Measuring Issue Attention in City Council Meetings (Doug Beeferman, Research Engineer)
Local governments play a fundamental role in shaping US public policy. Scholars have studied the extent to which the US federal government and mass public allocate attention to certain issues. Studying such issue attention at the local level has been much more challenging, due in part to a lack of centralized data on local policymaking. The recently released LocalView corpus (https://localview.net) includes transcripts of more than 100,000 city council meetings across the United States in the years between 2006 and the present. In this project, CCC researchers are collaborating with the LocalView developers to apply recent advances in natural language processing to this corpus (including large language models). Our goal is to investigate the relationship between place-based policy discussions and outcomes in the places where they occur, and to build a practical suite of summarization, topic modeling, and search tools to help policymakers and the public at large to solve problems in their communities.
CCC PhD Candidate Hope Shroeder presents her research on “Fora,” a foundational resource for the study of facilitated dialogue.

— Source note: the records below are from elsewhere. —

PR #317, opened 2020-01-29
Format code (no functional change)

kalafut:
There are a few small formatting diffs that kept popping up during my other PR.


RX14:
We should CI `crystal tool format`, really.

Issue #29, opened 2015-09-09
New command: validate


ysbaddaden:
Since the `shard.yml` has a [SPEC](https://github.com/ysbaddaden/shards/blob/master/SPEC.md) it would be nice to have a validator that ensures that a given `shard.yml` file is valid.

PR #321, opened 2020-02-07
SPEC: Allow periods in shard name

straight-shoota:
This is a proposal to allow period (`.`) in the name of a spec.

The main reason to allow this is because its already in use (since there is no strict enforcement anyways). There are a number of shards ending with `.cr`, for example https://github.com/TPei/progress_bar.cr, https://github.com/krthr/haye.cr, https://github.com/imdrasil/hermes.cr
This is somewhat of an attempt to "legalize" those names.

I'm not aware of any specific reason for prohibiting this character. There might be some source of confusion with respect to file extensions. But since shard names are typically used as directories, I don't see any real issues there.
The general idea is to keep the allowed character limited, but basic special characters should be allowed (dashes and underscores are already allowed).

/cc crystal-lang/crystal#8737

### DIFF
--- a/SPEC.md
+++ b/SPEC.md
@@ -68,8 +68,8 @@ The name of library (String, required).
 - It should be lowercase (a-z).
 - It should not contain `crystal`.
 - It may contain digits (0-9) but not start with one.
-- It may contain underscores or dashes but not start/end with one.
-- It must not have consecutive underscores or dashes.
+- It may contain underscores, dashes or periods but not start/end with one.
+- It must not have consecutive underscores, dashes or periods.
 
 Examples: `minitest`, `mysql2`, `battery-horse`.
 


ysbaddaden:
I don't see any benefit for allowing dots in shard names. I see confusion, especially when the shard name ends with `.cr` that is similar to having `crystal` appear in your shard name, which we already recommend _against_.

Sija:
@straight-shoota IMO the repo name and shard name are two different things - there's nothing wrong in having a `.` within the repo name but in the shard name...?

straight-shoota:
@Sija It's not just the repo names. The referenced repos define the shard name ending with `.cr` in their `shard.yml`.

Sija:
IMO that's a bit too much.

straight-shoota:
Thanks for your input. There seems to be no support for periods in shard names.

We could consider taking measures to prohibit them altogether. That would however break existing shards with periods in their name and shards using them as dependencies.
On shardbox.org there are six shards with periods, all ending in `.cr`:

* https://github.com/TPei/progress_bar.cr
* https://github.com/libpixel/libpixel.cr
* https://github.com/krthr/haye.cr
* https://github.com/imdrasil/hermes.cr
* https://github.com/krthr/pope.cr
* https://github.com/jaredsmithse/ynab.cr

None of them is a dependency of any shard known on shardbox.org. So at least it wouldn't have a big impact if those ceased to work.

I'd definitely try to avoid getting new shards with invalid names. I'll update `crystal init` to properly validate the name. `shards init` already sanitizes the folder name.

straight-shoota:
`shards validate` would also notify about invalid shard name (#29).

Also should we maybe issue warnings when such a shard is installed, similar to what #341 added for mismatching tag and SPEC version?

straight-shoota:
Closing. Periods in shard names should not be support.
Warnings can be added when a validation command is introduced.

PR #322, opened 2020-02-07
Use Molinillo to resolve dependencies

### LINKED ISSUE #303: Shards takes hours to resolve dependencies
Shards no longer crashes since #302 but now takes 77 minutes to resolve the following SPEC (copied from #282):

Another shared highlight included Dan Jurafsky’s keynote address, Using NLP to Study Social Questions: Police-Community Relations and the Politics of Immigration. CCC PhD candidate Belén Salías spoke of Jurafsky and his team’s thoughtful and grounded approach when investigating the effect of race in police-community relations, highlighting their effort to extract confounding variables and their use of NLP to investigate the societal issue further.
“This talk has been formative for me, and I’m holding onto it to shape my future research…His work exemplifies how our research could have a lasting impact and learning opportunities for many research areas and people,” says Saldías.